Similarly in his textbook Human Society (1949), he narrated the similarities between human and primate cultures only to accentuate the distinctions between them, nothing that while in primates “exaggeration, modification and complication of more complex traits occur primarily on a physiological basis, they occur in human society on a cultural basis.”  While there were deep similarities between animal and human, human society nonetheless created a caste system and division of labor more complex than anything found among primates. Most importantly, human beings, though similar in some respects to primates regarding “neural complexity,” only man alone was “capable of evolving a system of arbitrary symbolic communication” (44).

The purposes of this excursion have been to illustrate, however briefly, that the bio-social perspective existed before the Second World War, with enough likeness to give us pause about Fox and others protestations to complete novelty; that the inquiry of bio social anthropology is nonetheless as a distinct post-war development which must be untangled from both sociobiology and social biology; that recourse to biology and ethology in biologically inclined social theories, far from heralding any profound statements about human nature, is argumentatively and evidence-wise used as a “step in the ladder” to a more important point about the particularity of human social institutions.

In the next post, I will go into further detail about the interconnections and distinctions between biosocial anthropology and sociobiology.
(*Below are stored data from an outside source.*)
PR #664, opened 2024-03-07
More sa functions

fatisati:
-   [ add 4 more survival analysis functions.]

### DIFF
--- a/tests/tools/test_sa.py
+++ b/tests/tools/test_sa.py
@@ -1,7 +1,7 @@
 import numpy as np
 import pytest
 import statsmodels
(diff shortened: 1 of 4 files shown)


tests/tools/test_sa.py
```diff
@@ -1,7 +1,14 @@
 import numpy as np
 import pytest
 import statsmodels
-from lifelines import CoxPHFitter, KaplanMeierFitter
+from lifelines import (
```
Zethson, line 4: Why import the lifelines versions? You should always use the ehrapy implementation

Zethson (approved):
Thank youuu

This will also examine Fox’s publications on incest and kinship in greater detail.  The next post will also try to assess whether, biosociology (like Davis’ bio-social science) is explicitly anti-reductionist in its use of biology.  If such is the case then there would have to be a concerted effort to recast this inquiry into the connections between nature and society outside the existing narratives of reductionism and determinism. The question of course remains open as to whether sociobiology engages in the same anti-reductionist work, and this will be dealt with as well.